本発明のパイプ成形品は、図1の(a)、(b)の各断面図に示すように、外側筒状部1と内側筒状部2とからなる2層構造を有する。外側筒状部は、強化用連続繊維のテキスタイルを含有する熱可塑性樹脂によって形成され、内側筒状部は、外側筒状部の内側に射出成形された熱可塑性樹脂によって形成される。本発明のパイプ成形品は、この2層構造を有する限り、他の層を適宜追加することができる。
外側筒状部は、予め熱可塑性樹脂を強化用連続繊維のロービングに含浸したプリプレグテープからなるテキスタイルによって形成されることが好ましい。強化用連続繊維としては、ガラス繊維、炭素繊維、アラミド繊維、PBO繊維、ポリエチレンテレフタレート繊維、ポリアミド繊維、ビニールアルコール繊維、スチール繊維などが挙げられる。これらの中で、強度や弾性率が特に高いガラス繊維、炭素繊維、アラミド繊維、PBO繊維が好ましく、特にガラス繊維、炭素繊維が好ましく、比強度や比弾性率の高い炭素繊維が最も好ましい。

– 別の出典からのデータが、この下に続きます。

PR #219, opened 2024-05-21
update sqlx cache in pgmq-rs

ChuckHend:
v1.2.0 of the extension changed the order of the columns returned by `pgmq.list_queues()`. I like the new way better, and is only an issue for the sqlx cache for the Rust client. Quick fix in this PR.

old:

```text
 queue_name | is_partitioned | is_unlogged |          created_at           
------------+----------------+-------------+-------------------------------
 x          | f              | f           | 2024-05-21 18:53:45.589962+00
```

new:

```text
 queue_name |          created_at           | is_partitioned | is_unlogged 
------------+-------------------------------+----------------+-------------
 x          | 2024-05-21 18:56:11.791476+00 | f              | f
 ```


ChuckHend:
related https://github.com/tembo-io/pgmq/pull/217

v0idpwn (approved):
Maybe this should be considered a breaking change from the extension (hence, a bug) and fixed in 1.2.1?

Approving in case you disagree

炭素繊維としては、製造方法は特に制限されないが、ポリアクリロニトル繊維やセルロース繊維などの繊維を空気中で200〜300℃にて処理した後、不活性ガス中で1000〜3000℃以上で焼成され炭化製造された引っ張り強度20t/cm以上、引っ張り弾性率200GPa以上の炭素繊維が好ましい。炭素繊維の単繊維径は、特に制限されないが、複合化の製造ライン工程の取扱い性から3〜9μmが好ましい。3μm未満では、含浸や脱泡が難しく、9μmを超えると、比表面積が小さくなり、補強効果が小さくなる。炭素繊維は、空気や硝酸による湿式酸化、乾式酸化、ヒートクリーニング、ウイスカライジングなどによる接着性改良のための処理を施されたものが好ましい。また、炭素繊維は、作業工程の取り扱い性から、120℃以下で軟化する収束剤により収束されていることが好ましい。ロービングを形成するフィラメント数は、繊維の種類や繊維径によるが、500〜50000本が好ましく、特に1000〜25000本が好ましい。上記本数未満では、テープの断面積が小さく生産性が低く、上記本数を超えると、プリプレグテープ作製時の含浸が難しくなったり、組物が粗くなる。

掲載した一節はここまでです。